PR #332, opened 2026-04-10
Add broadcast-compatible scale support for RmsNorm

rsuderman:
Allow RmsNorm scale tensors to have broadcast-compatible shapes (e.g. {1,c,1,1} instead of {1,c,h,w}), letting torch.aten.rms_norm handle the broadcasting internally. Also update getScalarConstantAsm to emit the actual tensor shape instead of hardcoding tensor<1x...>.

**To do**
Write down exactly the line with "Add broadcast-compatible scale", then each line after it through the end of the data.

**Answer box**
Add broadcast-compatible scale support for RmsNorm

rsuderman:
Allow RmsNorm scale tensors to have broadcast-compatible shapes (e.g. {1,c,1,1} instead of {1,c,h,w}), letting torch.aten.rms_norm handle the broadcasting internally. Also update getScalarConstantAsm to emit the actual tensor shape instead of hardcoding tensor<1x...>.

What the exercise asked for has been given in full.